Mohamed Fahmy went to Iraq at the height of the conflict there to work as a translator for the Los Angeles Times. He wrote a book about that experience called Baghdad Bound: An Interpreter's Chronicles of the Iraq War.

Mr. Fahmy spent some time with the Red Cross as a prisoners' rights advocate in Lebanon. But In 2011, as Hosni Mubarak's government was being ousted in Egypt, he was hired by CNN and won accolades for his fearless and tenacious work.

Mr. Fahmy's friend David Enders, who now works for Al Jazeera, ran into him on the day after his documentary about the human trafficking in the Sinai Desert won the prestigious Tom Renner award of the Investigative Reporters and Editors organization.

"He didn't really care about the award," recalled Mr. Enders. "The thing that Mohamed was most happy about was that, after the piece ran, the Egyptian government actually started putting some pressure on the traffickers and a bunch of people who were being held hostage and trafficked through the desert were released."

After he left CNN, the BBC hired him as freelancer on Ms. Doucet's recommendation. "He was always at the top of his game," she said.

But Mr. Fahmy was looking for something steady that could help him settle in Cairo with Marwa Magid, the woman he planned to marryin April, 2014. When Al Jazeera English offered him the job of bureau chief in the Egyptian capital last September, he took it.

Mr. Fahmy's friend David Enders, who now works for Al Jazeera, said Mr. Fahmy was well aware that the military government that had overthrown Mr. Morsi a few months earlier, was no fan of the Qatar-based network. "He was expecting to be arrested," he said, and for journalists in Cairo, "it happens all the time."

When the police burst through the door of their Cairo hotel room on Dec. 29, the Al Jazeera team assumed they would quickly be released. They were wrong.

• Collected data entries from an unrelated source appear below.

PR #350, opened 2026-02-04
Implement memory cleanup in smaps.py

chaithyagr:
Rather self explainatory


paquiteau (changes requested):

src/mrinufft/extras/smaps.py
paquiteau: I think you can turn these into lambda function below, to make the linter happy (and it will be nicer as well)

Throughout the months of their trial, the journalists held out hope that they would be exonerated. Mr. Fahmy's family arranged a visitor's visa to Canada for Ms. Magid. "As soon as he was released on June 23, as we all expected, he would take her and go back to Canada. They were going to get married right away," said Adel.

It was with shock and outrage that they heard the judge say "seven years." Mr. Fahmy looked to Ms. Magid from his prisoner's cage and shouted: "When I get out of here, I'm going to marry you!"

Adel Fahmy said his family is proud to be Canadian. "and everything that Canada is about, decency and kindness." But, he said, something more must be done by the Canadian government or the international community to persuade the Egyptians to free his bother and the other two Al Jazeera journalists.

"I am still trying to stay positive," said Adel Fahmy. "I know this [seven-year sentence] cannot happen. We just have to keep up the political pressure."